** Opening Input data block **
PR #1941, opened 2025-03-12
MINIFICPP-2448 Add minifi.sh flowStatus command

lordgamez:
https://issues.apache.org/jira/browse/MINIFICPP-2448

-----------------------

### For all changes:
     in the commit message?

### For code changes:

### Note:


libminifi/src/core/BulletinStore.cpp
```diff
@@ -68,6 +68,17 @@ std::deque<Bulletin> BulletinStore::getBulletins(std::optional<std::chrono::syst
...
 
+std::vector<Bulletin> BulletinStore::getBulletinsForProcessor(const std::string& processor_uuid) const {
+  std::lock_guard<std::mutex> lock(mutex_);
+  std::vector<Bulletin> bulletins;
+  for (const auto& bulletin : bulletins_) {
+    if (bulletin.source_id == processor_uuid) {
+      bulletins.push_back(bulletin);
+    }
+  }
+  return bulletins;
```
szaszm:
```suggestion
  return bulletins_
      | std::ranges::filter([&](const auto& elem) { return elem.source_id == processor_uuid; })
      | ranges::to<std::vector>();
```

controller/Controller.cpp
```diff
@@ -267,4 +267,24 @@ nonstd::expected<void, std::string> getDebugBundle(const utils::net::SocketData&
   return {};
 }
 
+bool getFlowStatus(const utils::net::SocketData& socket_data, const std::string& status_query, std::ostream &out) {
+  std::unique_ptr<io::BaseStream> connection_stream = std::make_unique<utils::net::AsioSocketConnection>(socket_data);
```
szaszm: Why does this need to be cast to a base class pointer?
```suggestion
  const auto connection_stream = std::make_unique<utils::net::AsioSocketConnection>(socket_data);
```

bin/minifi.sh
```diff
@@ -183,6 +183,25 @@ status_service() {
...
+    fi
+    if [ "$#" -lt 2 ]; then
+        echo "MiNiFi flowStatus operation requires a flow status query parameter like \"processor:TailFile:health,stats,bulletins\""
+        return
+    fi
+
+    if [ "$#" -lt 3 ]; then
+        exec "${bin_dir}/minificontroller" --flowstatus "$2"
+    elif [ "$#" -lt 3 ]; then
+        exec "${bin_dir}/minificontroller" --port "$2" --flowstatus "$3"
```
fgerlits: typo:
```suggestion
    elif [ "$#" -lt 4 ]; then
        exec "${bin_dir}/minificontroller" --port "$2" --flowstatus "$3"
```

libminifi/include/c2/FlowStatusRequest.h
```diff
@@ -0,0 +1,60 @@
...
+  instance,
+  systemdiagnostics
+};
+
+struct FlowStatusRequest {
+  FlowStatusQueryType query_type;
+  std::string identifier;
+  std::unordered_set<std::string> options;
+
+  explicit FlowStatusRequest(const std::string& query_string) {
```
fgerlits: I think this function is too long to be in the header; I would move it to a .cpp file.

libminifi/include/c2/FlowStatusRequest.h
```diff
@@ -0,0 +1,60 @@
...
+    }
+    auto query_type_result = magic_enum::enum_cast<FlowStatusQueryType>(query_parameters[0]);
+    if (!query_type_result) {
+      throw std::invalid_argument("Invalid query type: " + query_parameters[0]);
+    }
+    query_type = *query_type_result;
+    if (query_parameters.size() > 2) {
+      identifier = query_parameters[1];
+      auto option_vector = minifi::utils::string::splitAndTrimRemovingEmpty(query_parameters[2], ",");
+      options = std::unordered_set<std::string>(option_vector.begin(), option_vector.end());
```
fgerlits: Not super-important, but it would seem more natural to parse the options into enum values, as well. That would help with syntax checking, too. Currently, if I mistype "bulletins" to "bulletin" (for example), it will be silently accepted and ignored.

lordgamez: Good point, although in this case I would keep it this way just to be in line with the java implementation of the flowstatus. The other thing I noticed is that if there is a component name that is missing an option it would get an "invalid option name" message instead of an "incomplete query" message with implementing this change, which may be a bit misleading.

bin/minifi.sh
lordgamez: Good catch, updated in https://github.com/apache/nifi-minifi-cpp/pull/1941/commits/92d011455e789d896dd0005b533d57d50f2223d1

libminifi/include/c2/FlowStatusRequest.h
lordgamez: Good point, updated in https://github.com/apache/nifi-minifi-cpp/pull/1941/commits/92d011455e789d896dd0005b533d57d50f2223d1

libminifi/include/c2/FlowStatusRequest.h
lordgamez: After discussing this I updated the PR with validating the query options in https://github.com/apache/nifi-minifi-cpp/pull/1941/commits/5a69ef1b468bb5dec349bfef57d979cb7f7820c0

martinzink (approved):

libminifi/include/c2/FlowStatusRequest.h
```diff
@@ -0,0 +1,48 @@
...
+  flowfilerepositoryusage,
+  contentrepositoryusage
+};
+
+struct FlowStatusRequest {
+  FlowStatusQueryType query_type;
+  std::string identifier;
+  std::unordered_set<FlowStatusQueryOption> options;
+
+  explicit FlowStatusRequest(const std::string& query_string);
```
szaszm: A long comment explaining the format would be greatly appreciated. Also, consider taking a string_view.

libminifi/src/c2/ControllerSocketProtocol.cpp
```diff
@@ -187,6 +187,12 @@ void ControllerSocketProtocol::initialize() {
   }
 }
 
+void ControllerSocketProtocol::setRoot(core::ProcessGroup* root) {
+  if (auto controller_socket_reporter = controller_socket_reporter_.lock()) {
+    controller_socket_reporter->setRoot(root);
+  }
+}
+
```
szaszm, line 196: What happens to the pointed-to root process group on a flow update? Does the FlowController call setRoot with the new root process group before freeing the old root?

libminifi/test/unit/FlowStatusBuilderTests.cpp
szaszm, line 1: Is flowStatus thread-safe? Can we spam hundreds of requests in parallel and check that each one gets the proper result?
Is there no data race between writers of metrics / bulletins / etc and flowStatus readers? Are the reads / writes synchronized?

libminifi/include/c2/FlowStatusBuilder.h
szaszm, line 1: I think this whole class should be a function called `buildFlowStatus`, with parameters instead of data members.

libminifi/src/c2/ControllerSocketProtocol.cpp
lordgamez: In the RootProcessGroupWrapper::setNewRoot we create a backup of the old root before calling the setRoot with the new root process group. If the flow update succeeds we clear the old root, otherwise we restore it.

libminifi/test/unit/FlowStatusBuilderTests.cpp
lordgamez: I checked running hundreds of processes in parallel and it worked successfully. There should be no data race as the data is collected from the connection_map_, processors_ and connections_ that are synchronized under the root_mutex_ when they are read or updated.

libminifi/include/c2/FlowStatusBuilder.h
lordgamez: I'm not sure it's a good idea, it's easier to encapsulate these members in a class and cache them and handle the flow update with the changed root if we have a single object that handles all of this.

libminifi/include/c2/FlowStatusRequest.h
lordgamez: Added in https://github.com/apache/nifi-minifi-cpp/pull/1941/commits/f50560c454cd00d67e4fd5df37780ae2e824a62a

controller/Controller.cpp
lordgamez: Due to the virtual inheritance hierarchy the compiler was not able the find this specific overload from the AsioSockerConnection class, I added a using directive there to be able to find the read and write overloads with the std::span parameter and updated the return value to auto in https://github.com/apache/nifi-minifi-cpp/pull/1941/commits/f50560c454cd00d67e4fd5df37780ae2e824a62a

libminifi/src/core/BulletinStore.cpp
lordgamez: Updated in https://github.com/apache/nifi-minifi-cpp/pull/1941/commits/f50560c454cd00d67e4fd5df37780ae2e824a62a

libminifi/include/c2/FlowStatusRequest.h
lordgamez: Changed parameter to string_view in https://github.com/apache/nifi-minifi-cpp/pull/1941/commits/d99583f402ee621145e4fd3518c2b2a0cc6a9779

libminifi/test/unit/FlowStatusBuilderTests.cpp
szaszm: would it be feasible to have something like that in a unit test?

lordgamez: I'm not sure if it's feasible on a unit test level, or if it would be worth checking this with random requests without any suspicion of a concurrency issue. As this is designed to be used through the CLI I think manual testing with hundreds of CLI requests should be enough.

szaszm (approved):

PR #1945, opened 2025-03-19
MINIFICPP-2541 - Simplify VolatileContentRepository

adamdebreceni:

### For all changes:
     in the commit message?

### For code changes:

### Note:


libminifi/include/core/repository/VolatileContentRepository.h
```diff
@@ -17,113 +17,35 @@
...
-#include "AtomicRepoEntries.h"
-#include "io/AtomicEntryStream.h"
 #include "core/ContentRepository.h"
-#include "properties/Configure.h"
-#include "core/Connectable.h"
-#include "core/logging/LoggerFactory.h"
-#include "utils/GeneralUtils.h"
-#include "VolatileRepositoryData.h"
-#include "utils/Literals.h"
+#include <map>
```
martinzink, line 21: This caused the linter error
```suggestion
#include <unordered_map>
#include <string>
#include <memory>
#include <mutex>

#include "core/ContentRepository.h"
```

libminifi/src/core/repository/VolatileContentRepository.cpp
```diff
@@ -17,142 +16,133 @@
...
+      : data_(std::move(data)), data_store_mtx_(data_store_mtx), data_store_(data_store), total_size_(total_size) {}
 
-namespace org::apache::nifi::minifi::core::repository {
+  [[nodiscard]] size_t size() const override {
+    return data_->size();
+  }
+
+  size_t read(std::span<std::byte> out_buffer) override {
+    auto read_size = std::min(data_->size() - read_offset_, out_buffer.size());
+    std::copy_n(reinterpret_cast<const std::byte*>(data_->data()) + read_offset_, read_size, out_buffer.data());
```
** Closing Input data block **
** Opening Input data block **
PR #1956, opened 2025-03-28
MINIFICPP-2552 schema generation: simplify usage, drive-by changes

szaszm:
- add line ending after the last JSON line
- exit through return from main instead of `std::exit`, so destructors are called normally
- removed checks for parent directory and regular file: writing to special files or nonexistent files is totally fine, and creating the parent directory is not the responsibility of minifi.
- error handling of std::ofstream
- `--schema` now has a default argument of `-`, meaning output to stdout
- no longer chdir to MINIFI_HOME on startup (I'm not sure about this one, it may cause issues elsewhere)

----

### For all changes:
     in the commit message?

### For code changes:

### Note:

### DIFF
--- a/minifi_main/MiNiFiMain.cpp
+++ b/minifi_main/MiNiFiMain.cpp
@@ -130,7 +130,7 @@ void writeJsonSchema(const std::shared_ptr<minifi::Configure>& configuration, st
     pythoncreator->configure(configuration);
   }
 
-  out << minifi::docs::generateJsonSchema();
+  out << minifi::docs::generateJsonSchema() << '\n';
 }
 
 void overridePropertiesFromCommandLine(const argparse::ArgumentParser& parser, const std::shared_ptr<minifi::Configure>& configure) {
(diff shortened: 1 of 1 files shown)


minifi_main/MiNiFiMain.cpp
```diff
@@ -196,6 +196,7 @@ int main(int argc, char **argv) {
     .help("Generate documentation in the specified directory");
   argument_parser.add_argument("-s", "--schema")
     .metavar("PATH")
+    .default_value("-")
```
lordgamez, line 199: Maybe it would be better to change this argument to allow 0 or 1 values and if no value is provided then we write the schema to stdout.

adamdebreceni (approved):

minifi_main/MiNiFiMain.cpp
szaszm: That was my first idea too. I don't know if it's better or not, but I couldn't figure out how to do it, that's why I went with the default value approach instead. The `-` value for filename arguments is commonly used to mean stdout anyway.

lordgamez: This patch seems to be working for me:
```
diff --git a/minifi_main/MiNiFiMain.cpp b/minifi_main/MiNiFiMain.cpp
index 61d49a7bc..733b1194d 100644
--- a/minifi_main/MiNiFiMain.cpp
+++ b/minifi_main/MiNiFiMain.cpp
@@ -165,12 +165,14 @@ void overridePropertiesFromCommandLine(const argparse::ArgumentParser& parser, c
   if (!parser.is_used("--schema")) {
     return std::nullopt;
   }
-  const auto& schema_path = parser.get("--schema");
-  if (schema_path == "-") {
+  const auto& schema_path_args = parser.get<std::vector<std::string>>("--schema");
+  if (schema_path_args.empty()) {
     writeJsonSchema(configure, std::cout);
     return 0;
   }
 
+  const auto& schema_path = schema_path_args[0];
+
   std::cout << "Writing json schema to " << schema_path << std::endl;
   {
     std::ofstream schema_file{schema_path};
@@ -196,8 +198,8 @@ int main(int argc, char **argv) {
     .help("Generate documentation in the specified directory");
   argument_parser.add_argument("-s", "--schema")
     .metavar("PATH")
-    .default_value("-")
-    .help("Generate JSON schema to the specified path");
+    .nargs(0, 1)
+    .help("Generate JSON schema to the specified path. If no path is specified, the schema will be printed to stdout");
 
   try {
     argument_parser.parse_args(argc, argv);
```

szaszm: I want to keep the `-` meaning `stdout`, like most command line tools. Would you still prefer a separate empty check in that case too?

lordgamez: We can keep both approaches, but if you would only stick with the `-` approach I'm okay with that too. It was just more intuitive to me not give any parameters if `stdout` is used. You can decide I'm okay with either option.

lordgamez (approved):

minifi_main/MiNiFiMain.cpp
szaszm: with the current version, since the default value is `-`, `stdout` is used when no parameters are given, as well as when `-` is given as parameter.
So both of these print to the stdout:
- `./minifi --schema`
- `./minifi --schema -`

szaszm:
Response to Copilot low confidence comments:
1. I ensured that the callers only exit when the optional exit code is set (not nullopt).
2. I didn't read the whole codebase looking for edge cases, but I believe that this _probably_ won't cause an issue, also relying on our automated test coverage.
** Closing Input data block **
■ **Problem to solve**: Wherever a line of the entries holds the string "minificontroller", copy that line.

■ **Answer for this exercise**:
+        exec "${bin_dir}/minificontroller" --flowstatus "$2"
+        exec "${bin_dir}/minificontroller" --port "$2" --flowstatus "$3"
        exec "${bin_dir}/minificontroller" --port "$2" --flowstatus "$3"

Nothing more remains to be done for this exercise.